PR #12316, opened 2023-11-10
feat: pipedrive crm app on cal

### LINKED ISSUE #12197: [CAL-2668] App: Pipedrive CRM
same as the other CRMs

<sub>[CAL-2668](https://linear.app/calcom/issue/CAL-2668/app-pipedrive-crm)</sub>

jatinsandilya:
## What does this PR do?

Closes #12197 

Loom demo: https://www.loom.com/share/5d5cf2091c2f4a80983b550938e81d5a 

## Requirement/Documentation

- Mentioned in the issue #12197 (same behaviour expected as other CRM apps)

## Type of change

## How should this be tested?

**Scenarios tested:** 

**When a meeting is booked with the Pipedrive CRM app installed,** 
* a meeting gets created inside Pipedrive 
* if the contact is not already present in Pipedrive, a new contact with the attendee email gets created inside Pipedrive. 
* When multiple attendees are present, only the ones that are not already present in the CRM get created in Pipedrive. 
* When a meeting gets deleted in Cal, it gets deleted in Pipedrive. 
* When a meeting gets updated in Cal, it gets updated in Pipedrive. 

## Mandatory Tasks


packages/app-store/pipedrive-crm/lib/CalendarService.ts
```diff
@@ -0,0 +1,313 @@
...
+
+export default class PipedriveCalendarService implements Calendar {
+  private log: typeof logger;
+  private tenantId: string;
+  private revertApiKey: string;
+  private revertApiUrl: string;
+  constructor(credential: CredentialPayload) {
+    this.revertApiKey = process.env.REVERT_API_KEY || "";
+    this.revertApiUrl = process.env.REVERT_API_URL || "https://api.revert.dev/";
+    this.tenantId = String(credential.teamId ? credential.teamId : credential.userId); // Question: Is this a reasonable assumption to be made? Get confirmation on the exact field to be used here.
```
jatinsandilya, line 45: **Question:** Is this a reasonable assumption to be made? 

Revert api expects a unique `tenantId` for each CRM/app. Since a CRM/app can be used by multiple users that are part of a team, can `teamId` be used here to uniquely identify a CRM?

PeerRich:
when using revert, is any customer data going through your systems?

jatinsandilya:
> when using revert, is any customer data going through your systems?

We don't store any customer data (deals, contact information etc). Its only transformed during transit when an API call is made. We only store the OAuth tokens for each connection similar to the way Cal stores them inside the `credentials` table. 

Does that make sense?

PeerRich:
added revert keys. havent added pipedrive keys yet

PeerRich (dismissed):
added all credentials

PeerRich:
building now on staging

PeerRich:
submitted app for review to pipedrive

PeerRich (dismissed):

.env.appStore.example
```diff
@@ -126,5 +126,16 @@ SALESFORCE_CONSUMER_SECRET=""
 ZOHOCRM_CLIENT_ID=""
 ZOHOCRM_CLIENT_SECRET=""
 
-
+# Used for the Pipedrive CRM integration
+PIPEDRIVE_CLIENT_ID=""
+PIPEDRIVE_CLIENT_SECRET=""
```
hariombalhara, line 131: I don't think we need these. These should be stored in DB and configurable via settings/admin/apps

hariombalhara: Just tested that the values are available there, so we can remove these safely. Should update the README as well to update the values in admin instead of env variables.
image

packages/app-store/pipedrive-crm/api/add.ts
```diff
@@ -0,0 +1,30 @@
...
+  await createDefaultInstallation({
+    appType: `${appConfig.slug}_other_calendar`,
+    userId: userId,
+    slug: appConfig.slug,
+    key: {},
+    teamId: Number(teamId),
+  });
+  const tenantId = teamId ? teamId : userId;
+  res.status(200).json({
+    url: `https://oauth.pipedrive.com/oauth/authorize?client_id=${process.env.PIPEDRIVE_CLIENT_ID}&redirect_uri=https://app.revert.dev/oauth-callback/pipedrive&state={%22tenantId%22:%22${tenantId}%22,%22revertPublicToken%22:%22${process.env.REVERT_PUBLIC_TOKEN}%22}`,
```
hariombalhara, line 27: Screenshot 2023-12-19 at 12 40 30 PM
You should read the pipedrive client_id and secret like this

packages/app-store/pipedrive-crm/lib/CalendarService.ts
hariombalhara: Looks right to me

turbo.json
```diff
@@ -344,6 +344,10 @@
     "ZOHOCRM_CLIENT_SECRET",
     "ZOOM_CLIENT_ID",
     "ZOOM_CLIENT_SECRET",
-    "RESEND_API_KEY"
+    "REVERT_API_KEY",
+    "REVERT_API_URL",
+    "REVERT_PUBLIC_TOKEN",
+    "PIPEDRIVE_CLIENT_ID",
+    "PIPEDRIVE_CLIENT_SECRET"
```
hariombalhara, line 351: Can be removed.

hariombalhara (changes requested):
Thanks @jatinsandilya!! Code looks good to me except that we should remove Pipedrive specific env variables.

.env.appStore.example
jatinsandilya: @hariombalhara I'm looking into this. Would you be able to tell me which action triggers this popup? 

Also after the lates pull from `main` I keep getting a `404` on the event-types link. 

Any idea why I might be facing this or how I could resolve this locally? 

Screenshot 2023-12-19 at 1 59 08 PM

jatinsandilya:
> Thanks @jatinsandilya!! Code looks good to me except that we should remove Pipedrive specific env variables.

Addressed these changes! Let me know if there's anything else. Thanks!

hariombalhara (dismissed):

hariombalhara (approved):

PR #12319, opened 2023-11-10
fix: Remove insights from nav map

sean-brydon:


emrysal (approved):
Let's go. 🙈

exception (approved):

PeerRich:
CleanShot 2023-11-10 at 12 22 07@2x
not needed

──────

■ EXERCISE DIRECTIONS:
Which lines in the records above contain the word "approved"? Return each of them.

■ YOUR SOLUTION:
hariombalhara (approved):
emrysal (approved):
exception (approved):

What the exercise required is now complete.